(Stored data)
-------
Issue #158, opened 2022-07-14
Allow aggregating measures by a custom time dimension 


tlento:
**Describe the Feature**

Prior to this all data sources had to have a primary time dimension with the same name, but there are lots of use cases for:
-------
## WORK REQUEST
Every entry above should be returned exactly as written.

## REPLY
Issue #158, opened 2022-07-14
Allow aggregating measures by a custom time dimension 


tlento:
**Describe the Feature**

Prior to this all data sources had to have a primary time dimension with the same name, but there are lots of use cases for:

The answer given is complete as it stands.